The Scientific World Journal | 2014
Pedro Henriques Abreu; J. Xavier; Daniel Castro Silva; Luís Paulo Reis; Marcelo Petry
Nowadays, there are many technologies that support location systems involving intrusive and nonintrusive equipment and also varying in terms of precision, range, and cost. However, the developers some time neglect the noise introduced by these systems, which prevents these systems from reaching their full potential. Focused on this problem, in this research work a comparison study between three different filters was performed in order to reduce the noise introduced by a location system based on RFID UWB technology with an associated error of approximately 18 cm. To achieve this goal, a set of experiments was devised and executed using a miniature train moving at constant velocity in a scenario with two distinct shapes—linear and oval. Also, this train was equipped with a varying number of active tags. The obtained results proved that the Kalman Filter achieved better results when compared to the other two filters. Also, this filter increases the performance of the location system by 15% and 12% for the linear and oval paths respectively, when using one tag.

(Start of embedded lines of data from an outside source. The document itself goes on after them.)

PR #955, opened 2026-08-28
Fix agent definition form layout

dan-niles:
## Purpose

Fixes https://github.com/wso2/product-integrator/issues/2226

https://github.com/user-attachments/assets/3f6b11fa-e231-414d-8ef7-b675caf03ee4

Simplifies the agent definition creation form by moving the library name field under advanced configurations. (Package settings dropdown drawer has been converted to the standard "Advanced Configurations" drawer used in other forms).

- Updated the Agent Definition form to use an “Advanced Configurations” section for library package fields.
- Added separate layout behavior for modal and full-page forms.
- Fixed codicon sizing in button cards.
- Improved agent tool label and menu alignment with a flex layout.


packages/ballerina-visualizer/src/views/BI/AIChatAgent/AgentDefinitionForm.tsx
```diff
@@ -93,33 +88,19 @@ const LibraryDetails = styled.div`
     gap: 16px;
 `;
 
-const PackageSettings = styled.div`
-    border-top: 1px solid var(--vscode-panel-border);
-    padding-top: 12px;
-`;
-
-const PackageSettingsButton = styled.button`
+const AdvancedRow = styled.div`
```
samithkavishke: Do we need to define separate styling for this component? can't we reuse the already defined styles in the connection popup

MohamedSabthar (dismissed):

packages/ballerina-visualizer/src/views/BI/AIChatAgent/AgentDefinitionForm.tsx
dan-niles: Replaced it with `FormStyles.Row` from `Forms/styles`, the same style the Devant connector popup already uses for its advanced-configurations row.

samithkavishke (dismissed):
LGTM

packages/ballerina-visualizer/src/views/BI/AIChatAgent/AgentDefinitionForm.tsx
```diff
@@ -152,7 +127,7 @@ function LibraryDetailsForm({
     touchedFields,
     hasAttemptedSubmit,
 }: LibraryDetailsFormProps) {
-    const [showPackageSettings, setShowPackageSettings] = useState(false);
+    const [showAdvancedOptions, setShowAdvancedOptions] = useState(false);
```
madushajg, line 130: Moving **Library Name** into a default-collapsed section creates a silent dead-end: `handleCreate` still returns early on `!isLibraryFormValid`, but the error is now hidden, so the **Submit** button appears to do nothing.

This is reachable with names like `AI` (derived library name < 3 chars) or names containing `/`, and can happen permanently if `getDefaultOrgName()` rejects and `orgName` remains empty.

Please auto-expand the section when it contains an error, similar to `ProjectForm/AddComponentFields.tsx:252-258`, or lift `showAdvancedOptions` and force it open on failed submit.

samithkavishke: **HIGH**: `showAdvancedOptions` defaults to `false`, and the Library Name/Package Name/Organization fields only render when it's `true` (see the `{showAdvancedOptions && (...)}` block below). `handleCreate` (further down, outside this diff) guards on `!isLibraryFormValid` and just sets `hasAttemptedSubmit(true)` before returning — it never sets `showAdvancedOptions(true)`.

Repro: with `destination === "library"`, if any of those fields fails validation (e.g. a library name under 3 chars, or `getDefaultOrgName()` failing/returning empty), clicking "Create" silently no-ops: the section stays collapsed, so the fields carrying the errors are never mounted and the user gets no feedback at all.

Suggest expanding the section (and/or surfacing an error indicator on the collapsed header, similar to `CollapsibleSection`'s `hasError` prop in `../ProjectForm/components/CollapsibleSection.tsx`) whenever `hasAttemptedSubmit` is true and the library form is invalid.

packages/ballerina-visualizer/src/views/BI/AIChatAgent/AgentDefinitionForm.tsx
```diff
@@ -470,16 +457,26 @@ export function AgentDefinitionForm({ projectPath, submitText = "Create Agent De
...
-                    buttonSx={{ width: "100%", height: "35px" }}
-                >
-                    {creating ? <Typography variant="progress">Creating...</Typography> : submitText}
-                </SubmitButton>
+            <Actions
+                style={inModal
+                    ? { justifyContent: "center", padding: "16px 36px", borderTop: "1px solid var(--vscode-panel-border)" }
+                    : { justifyContent: "flex-end", marginTop: 20 }}
+            >
+                {inModal ? (
```
samithkavishke: **LOW**: `inModal` is threaded as several separate special-cased style branches in this shared form (FormFields padding, Actions justify/padding/border, and this duplicated `SubmitButton` vs. `Button` JSX branch) instead of letting each caller supply its own layout chrome. Consider stripping the modal-specific styling (padding, footer divider, full-width button) out of `AgentDefinitionForm` and having the modal wrapper apply it around a layout-neutral form, similar to how `AddAgentDefinition.tsx` already owns its own full-page layout.

packages/ballerina-visualizer/src/components/ButtonCard/index.tsx
```diff
@@ -104,6 +104,9 @@ const IconContainer = styled.div`
         height: 24px;
         font-size: 24px;
     }
+    > div:first-child > i {
+        font-size: inherit;
```
samithkavishke: **LOW**: `> div:first-child > i { font-size: inherit; }` reaches two levels into the shared `Codicon` component's internal DOM structure. If `Codicon`'s markup changes (e.g. drops the wrapper `div`, or switches to an `svg`), this selector silently stops matching with no compile-time signal and icon sizing regresses here. The font-size inheritance fix likely belongs in `Codicon` itself rather than in this consumer.

packages/ballerina-visualizer/src/views/BI/AIChatAgent/AgentDefinitionForm.tsx
dan-niles: Fixed in https://github.com/ballerina-platform/ballerina-vscode/commit/bd9242ce6b

madushajg (approved):

MohamedSabthar (approved):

For a multiple tags and oval shape similar results were obtained (11–13% of improvement).
soft computing | 2013
Fernando Almeida; Pedro Henriques Abreu; Nuno Lau; Luís Paulo Reis
Soccer is a competitive and collective sport in which teammates try to combine the execution of basic actions (cooperative behavior) to lead their team to more advantageous situations. The ability to recognize, extract and reproduce such behaviors can prove useful to improve the performance of a team in future matches. This work describes a methodology for achieving just that makes use of a plan definition language to abstract the representation of relevant behaviors in order to promote their reuse. Experiments were conducted based on a set of game log files generated by the Soccer Server simulator which supports the RoboCup 2D simulated robotic soccer league. The effectiveness of the proposed approach was verified by focusing primarily on the analysis of behaviors which started from set-pieces and led to the scoring of goals while the ball possession was kept. One of the results obtained showed that a significant part of the total goals scored was based on this type of behaviors, demonstrating the potential of conducting this analysis. Other results allowed us to assess the complexity of these behaviors and infer meaningful guidelines to consider when defining plans from scratch. Some possible extensions to this work include assessing which plans have the ability to maximize the creation of goal opportunities by countering the opponent’s team strategy and how the effectiveness of plans can be improved using optimization techniques.